Insecticidal activity

Insecticidal bioassays were performed on representative test organisms prepared in the laboratory. The bioassay was repeated at 25 ± 1 °C. All compounds were dissolved in N,N-dimethylformamide and diluted with 0.05% Triton X-100 to obtain a series of concentrations for bioassays. For comparative purposes, imidacloprid was tested under the same conditions. The preliminary bioassay of compounds against A. gossypii (Glover) was tested by leaf-dipping method and M. persicae (Sulzer) was tested by spray-method and according to previously reported procedures and the results were summarized in Tables 1 and 2.[21-23] The precise insecticidal assay was also tested by spray-method. Imidacloprid (95%) purchased from Jiangsu Changlong Chemicals Co. was used as control treating in the same way. Plutella xylostella was tested by leaf-dipping method which was recommended by Insecticide Resistance Action Committee (IRAC).[24]A. mellifera was provided by Institute of Apicultural Research, Chinese Academy of Agricultural Sciences in July 2016, and a bioassay was performed following the Organisation for Economic Cooperation and Development (OECD) method for the acute oral toxicity test on honey bees.[25,26] The mortality was recorded in 48 h.

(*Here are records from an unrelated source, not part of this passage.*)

PR #458, opened 2017-02-16
Add support for Ed25519 DNSSEC signing from RFC 8080

tmthrgd:
This pull request adds support for the Ed25519 algorithm in DNSSEC from [RFC 8080](https://tools.ietf.org/html/rfc8080). RFC 8080 also specifies the use of Ed448 but there is no standard library implementation of Ed448 so it is not included, this should not be an issue as Ed25519 will always see more use than Ed448.

I'm not sure if this pull request meets the 'Depends only on the standard library.' feature listed in the README. Ed25519 support comes from a Golang sub-repositories, in particular [golang.org/x/crypto/ed25519](https://godoc.org/golang.org/x/crypto/ed25519). The sub-repositories are described with:
> These packages are part of the Go Project but outside the main Go tree. They are developed under looser compatibility requirements than the Go core. Install them with "go get".

Note: the examples included in the RFC are invalid and were corrected in [RFC Errata Report (4935)](https://www.rfc-editor.org/errata_search.php?eid=4935).

### DIFF
--- a/dnssec.go
+++ b/dnssec.go
@@ -310,6 +310,12 @@ func (rr *RRSIG) Sign(k crypto.Signer, rrset []RR) error {
 
 	switch rr.Algorithm {
 	case ED25519:
+		// ed25519 signs the raw message and performs hashing internally.
+		// All other supported signature schemes operate over the pre-hashed
+		// message, and thus ed25519 must be handled separately here.
+		//
+		// The raw message is passed directly into sign and crypto.Hash(0) is
+		// used to signal to the crypto.Signer that the data has not been hashed.
 		signature, err := sign(k, append(signdata, wire...), crypto.Hash(0), rr.Algorithm)
 		if err != nil {
 			return err
--- a/dnssec.go
+++ b/dnssec.go
@@ -19,6 +19,8 @@ import (
 	"sort"
 	"strings"
 	"time"
+
+	"golang.org/x/crypto/ed25519"
 )
 
 // DNSSEC encryption algorithm codes.
@@ -38,6 +40,8 @@ const (
 	ECCGOST
 	ECDSAP256SHA256
 	ECDSAP384SHA384
+	ED25519
+	ED448
 	INDIRECT   uint8 = 252
 	PRIVATEDNS uint8 = 253 // Private (experimental keys)
 	PRIVATEOID uint8 = 254
@@ -56,6 +60,8 @@ var AlgorithmToString = map[uint8]string{
 	ECCGOST:          "ECC-GOST",
 	ECDSAP256SHA256:  "ECDSAP256SHA256",
 	ECDSAP384SHA384:  "ECDSAP384SHA384",
+	ED25519:          "ED25519",
+	ED448:            "ED448",
 	INDIRECT:         "INDIRECT",
 	PRIVATEDNS:       "PRIVATEDNS",
 	PRIVATEOID:       "PRIVATEOID",
@@ -73,6 +79,7 @@ var AlgorithmToHash = map[uint8]crypto.Hash{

The data obtained were analyzed using IBM SPSS Statistics 20 to determine LD50 or LC50 values based on the bioassay methods.

Conclusions

In summary, by replacing the iconic imine chain with alkoxyl group, the hydrazine-carboximidamide system which assigned to the sodium ion channel inhibiting activity in guadipyr and its structural isomers was destroyed, and a novel series of standard neonicotinoid compounds, alkoxynitroguanidine compounds were designed and synthesized. Most of these compounds exhibited good insecticidal activity against M. persicae and A. gossypii (Glover), and compound 4-07 was the best. Its high insecticidal activity and low toxicity to honey bees made it a good candidate for further development. The structure–activity relationship (SAR) analysis also points us the optimal path for further development of this kind of neonicotinoids, and this is undergoing in our lab.

Conflicts of interest

The authors declare no competing financial interest.